What to produce → Wherever "from" appears in a line of the listing, report that line.

Records →
PR #551, opened 2020-04-09
Add Scope class - new filtering/where impl. for Model

### LINKED ISSUE #524: Abstracting of Model conditions via Crits class
Presently Model conditions and Fields are quite tightly coupled with the underlying persistence.
This results in necessity to define the Model condition at the lowest level.
I propose to introduce a class that will abstract this link. The idea is based on the way conditions are handled in Epesi and I believe this will enhance atk4/data.
I have developed already the refactored classes for epesi and if concept is accepted I can work on integrating them with atk4/data (as I really need this functionality).

The concept is as follows:
- a class called `Crits` contains the conditions for the Model (scope).
- when `Crits` are applied to the Model it is equivalent to applying several conditions to the Model.
- `Crits` support multi-level AND-OR grouping
- Crit value can be 'abstract', e.g. we use a text field to store multiselect values let's say company group encoded in the persistence like `__vendor__broker__customer__`. Then if we use crits ['group' => 'customer'] this is `translated` to actual condition to ['group', 'like', '%\\_\\_customer\\_\\_%']. This translation is performed by the field class.
- Having Crits like this enables saving the complete Crits class in persistence and applying them programmatically (think about saving user access and applying it as Model scope this way in the atk4/login)
- Crits can be 'translated' to human readable text (using previous example would be "Group contains Customer")
- Crit value can still be expression
- Crits can be easily represented in UI using the https://querybuilder.js.org/
- Crit value supports also 'placeholders' - think of defining user access using access of a referenced model (Grant access of invoice items where user has access to invoice)

This functionality cannot be developed as addon to Model as Crits have generic methods in the Field subclasses.

One more thing to consider is to extend the Reference class from Field class. This would enable using the conditions on references in the crits.

That is why this is all related to the https://github.com/atk4/data/tree/feature/number-field branch and the refactoring of field classes.

I can expand on details and also share some code if idea is interesting for the atk4/data.

georgehristov:
Related to #524


tests/PersistentArrayTest.php
```diff
@@ -489,6 +489,33 @@ public function testRegexp()
...
+            2 => ['id'=>2, 'number'=>'ABC8', 'items'=>12, 'active'=>0],
+            3 => ['id'=>3, 'items'=>13, 'active'=>1],
+            4 => ['id'=>4, 'number'=>'ABC6', 'items'=>14, 'active'=>0],
+            5 => ['id'=>5, 'number'=>'ABC5', 'items'=>15, 'active'=>0],
+            6 => ['id'=>6, 'number'=>'ABC4', 'items'=>16, 'active'=>1],
+            7 => ['id'=>7, 'number'=>'ABC3', 'items'=>17, 'active'=>0],
+            8 => ['id'=>8, 'number'=>'ABC2', 'items'=>18, 'active'=>1],
+            9 => ['id'=>9, 'items'=>19, 'active'=>1],
+            10 => ['id'=>20, 'items'=>0, 'active'=>1],
+            10 => ['id'=>20, 'items'=>null, 'active'=>1],
```
abbadon1334: this index is repeated, i think is 11

abbadon1334 (changes requested):

tests/PersistentArrayTest.php
georgehristov: Fixed, thanks!

PhilippGrashoff (commented):
All changes in Field.php (and maybe in other files, too) revert changes lately made which include:
- return type hinting
- usage of \Some\Class::class instead of string '\Some\Class'
- ?? operator instead of isset() ? :
I think we should keep all 3 code updates. Personally, I find return type hinting where possible is really important, as the IDE will pick it up and make coding faster and less error prone.

georgehristov:
@PhilippGrashoff  no changes are made to the Field class file. When merged this branch will keep the changes to all files recently made.
I have prepared a merge of develop into this branch but did not commit it to keep changes made clearly visible.

PhilippGrashoff:
Ah, then maybe I do not use git/github a 100% right. I always go to "Files Changed" at the top. In there it shows quite some changes to Field.php. Is there a better way?

georgehristov:
@PhilippGrashoff Now I rebased it on latest develop branch

src/Model.php
```diff
@@ -1744,22 +1710,24 @@ public function loadBy(string $field_name, $value)
...
+            $this->scope = $scope;
             $field->system = $system;
             $field->default = $default;
 
             throw $e;
         }
 
         // restore
-        array_pop($this->conditions);
+        $this->scope = $scope;
```
romaninsh: 👍

src/Model/Scope/AbstractScope.php
```diff
@@ -0,0 +1,194 @@
...
+     */
+    abstract public function setModel(Model $model = null);
+
+    /**
+     * Negate the scope object
+     * e.g from 'is' to 'is not'.
+     *
+     * @return $this
+     */
+    abstract public function negate();
```
romaninsh, line 82: can this be documented in the main documentation?

src/Model/Scope/AbstractScope.php
```diff
@@ -0,0 +1,194 @@
...
+    }
+
+    /**
+     * Use a model.
+     *
+     * @param Model $model
+     *
+     * @return static
+     */
+    final public function on(Model $model)
```
romaninsh, line 62: more methods need to be explained in the main doc.

src/Model/Scope/AbstractScope.php
```diff
@@ -0,0 +1,194 @@
...
+    {
+        return $this->active && !$this->isEmpty();
+    }
+
+    /**
+     * Returns if scope contains several conditions.
+     *
+     * @return bool
+     */
+    public function isCompound()
```
romaninsh: looks like this is not implemented.

romaninsh: oh nevermind, perhaps because it's an abstract........

src/Model/Scope/Condition.php
```diff
@@ -0,0 +1,391 @@
...
+
+        $data = [1 => $values];
+
+        $model->withPersistence(new Array_($data));
+
+        $model->add($this);
+
+        return $model->export() ? [] : [$this];
+
+//     	$match = false;
```
romaninsh: debug code?

docs/conditions.rst
```diff
@@ -132,6 +132,98 @@ to set those conditions inside the init() method of your model::
...
+Using the Model::addCondition method is the basic way to limit the model scope of records. Under the hood
+Agile Data utilizes a special set of classes (Condition and Scope) to apply the conditions as filters on records retrieved.
+These classes can be used directly and independently from Model class to define and store Model scope.
+
+.. php:class:: Condition
+
+Condition represents a simple scope in a form [field, operation, value], similar to the functionality of the 
+Model::addCondition method
+
+.. php:class:: Scope
```
romaninsh, line 201: need to document methods and provide examples for methods.

src/Model.php
```diff
@@ -171,6 +172,8 @@ class Model implements \ArrayAccess, \IteratorAggregate
      */
     public $conditions = [];
 
+    protected $scope;
```
romaninsh, line 199: is there support for HAVING .. ?

src/Model/Scope/Scope.php
```diff
@@ -0,0 +1,366 @@
...
+
+            if ($scope->isEmpty()) {
+                continue;
+            }
+
+            $this->addComponent(clone $scope);
+        }
+    }
+
+    public function find($key)
```
romaninsh: no docs at all..

romaninsh (changes requested):

src/Model/Scope/AbstractScope.php
georgehristov: Done

georgehristov:
@romaninsh docs updated

src/Model/Scope/Condition.php
georgehristov: Removed

DarkSide666:
Sorry guys, I definitely would love to carefully review this PR.
Just trying to find right moment when to fully focus on this.
Same with Fields refactor PR.

DarkSide666:
I will try to review this PR some day this week. I really would love to see it released in atk4/data `v2.2`, so merged in develop after `v2.1` is released.

@georgehristov in a meantime can you please try to fix conflicts with current develop branch?

georgehristov:
@DarkSide666 I have now rebased this branch on latest `develop` so it is ready for review

georgehristov:
@DarkSide666 so this branch is now rebased on develop after the 2.1 release

romaninsh:
Awesome - I'm approving this for the merge! @DarkSide666 please approve and merge, then we can work through the consequences :)

A few things that I believe would be needed:

 - Support for arguments in scopes (apply scope and supply associative list of typed arguments)
 - Integration between scopes and CRUD (e.g. select filter in drop-down, optionally allow to enter arguments)
 - Support for conditions in related entities (e.g. "invoice.client.address.country.is_eu = true")

I think those would be natural additions once the basic scope support is there.

romaninsh (approved):

docs/conditions.rst
```diff
@@ -132,6 +132,223 @@ to set those conditions inside the init() method of your model::
...
+$operator can be one of the supported operators >, <, >=, <=, !=, in, not in, like, not like, regexp, not regexp
+$value can be Field object, Expression object, array (interpreted as 'any of the values') or other scalar value
+
+If $value is omitted as argument then $operator is considered as $value and '=' is used as operator
+
+.. php:method:: negate();
+
+Negates the condition, e.g::
+
+	// results in 'name is not John'
```
DarkSide666, line 164: `name != John` ?
what if we do `Condition::create('price', '>', 100)->negate()` ? Will it convert to `<=` ?

docs/conditions.rst
```diff
@@ -132,6 +132,223 @@ to set those conditions inside the init() method of your model::
...
+.. php:method:: validate($values);
+
+Validates $values array if matching the condition when applied on $model. Returns array of conditions that are not met or empty if $values fit ::
+
+	$condition = Condition::create('name', 'John');
+	
+	// as condition is that only contacts named John are valid
+	// $result will return array($condition) as $condition is not met
+	// this array can be used to display validation errors
+	$result = $condition->on($contactModel)->validate(['name' => 'Peter']);
```
DarkSide666, line 195: Not sure I understood purpose of this method.
Also what if instead of field name `name` we will have expression or field object?

docs/conditions.rst
```diff
@@ -132,6 +132,223 @@ to set those conditions inside the init() method of your model::
...
+	$condition = Condition::create('name', 'John');
+	
+	// as condition is that only contacts named John are valid
+	// $result will return array($condition) as $condition is not met
+	// this array can be used to display validation errors
+	$result = $condition->on($contactModel)->validate(['name' => 'Peter']);	
+
+.. php:method:: find($key);
+
+Returns array of conditions whose key property matches the $key parameter. Useful when renaming fields and updating saved scope objects
```
DarkSide666, line 199: By reading docs I had no idea what it does :)
Also how it can return array of conditions if Condition object = 1 condition.

docs/conditions.rst
```diff
@@ -132,6 +132,223 @@ to set those conditions inside the init() method of your model::
...
+
+	$contact->add($scope); // adding scope to model
+	$contact->scope()->and($conditionXYZ); // adding more conditions
+	
+	
+.. php:method::	create($scopeOrArray = null, $junction = Scope::AND);
+
+Creates a scope object from array. If scope is passed as first argument uses this as result::
+
+	// below will create 2 conditions and join them with OR
```
DarkSide666: In method description default junction is AND, but here you say it's OR by default.

docs/conditions.rst
```diff
@@ -132,6 +132,223 @@ to set those conditions inside the init() method of your model::
...
+	$scope1->negate(); 
+
+.. php:method:: and(AbstractScope $scope);
+
+Merge $scope into current scope using AND as junction. If current scope junction is AND simply adds a component.
+If it is OR then changes it to AND and uses current scope and $scope as two sub-components
+
+.. php:method:: or(AbstractScope $scope);
+
+Merge $scope into current scope using AND as junction. If current scope junction is OR simply adds a component.
```
DarkSide666: Error : _...using AND as junction._

docs/conditions.rst
```diff
@@ -132,6 +132,223 @@ to set those conditions inside the init() method of your model::
...
+If it is AND then changes it to OR and uses current scope and $scope as two sub-components
+
+.. php:method:: mergeAnd(AbstractScope $scopeA, AbstractScope $scopeB, $_ = null);
```
DarkSide666, line 267: These methods can also be used to merge Conditions not only Scopes. right?

docs/conditions.rst
```diff
@@ -132,6 +132,223 @@ to set those conditions inside the init() method of your model::
...
+
+Merge number of scopes using OR as junction. Returns the resulting scope.
+
+.. php:method:: merge(AbstractScope $scopeA, AbstractScope $scopeB, $junction = self::AND);
+
+Merge two scopes using $junction. Returns the resulting scope.
+
+.. php:method:: find($key);
+
+Returns array of conditions whose key property matches the $key parameter. Useful when renaming fields and updating saved scope objects
```
DarkSide666: Still not sure what it does. What is _key property_ etc.

docs/conditions.rst
```diff
@@ -132,6 +132,223 @@ to set those conditions inside the init() method of your model::
...
+
+.. php:method:: addComponent(AbstractScope $scope);
```
DarkSide666, line 288: No description what is term _component_ here. As result it's impossible to understand what following methods should do. Also no code examples for them, so have absolutely no idea what scope component is.

docs/conditions.rst
```diff
@@ -132,6 +132,223 @@ to set those conditions inside the init() method of your model::
...
+
+Conditions on Referenced Models
+-------------------------------
+
+Agile Data allows for adding conditions on related models for retrieval of type 'model has references where'.
+
+Setting conditions on references can be done utilizing the Model::refLink method but there is a shorthand format 
+directly integrated with addCondition method using "/" to chain the reference names::
+
+	$contact->addCondition('company/country', 'US');
```
DarkSide666, line 324: Is negation possible here too ? Probably yes.

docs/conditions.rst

Reply →
One more thing to consider is to extend the Reference class from Field class. This would enable using the conditions on references in the crits.
+     * e.g from 'is' to 'is not'.
+These classes can be used directly and independently from Model class to define and store Model scope.
+Creates a scope object from array. If scope is passed as first argument uses this as result::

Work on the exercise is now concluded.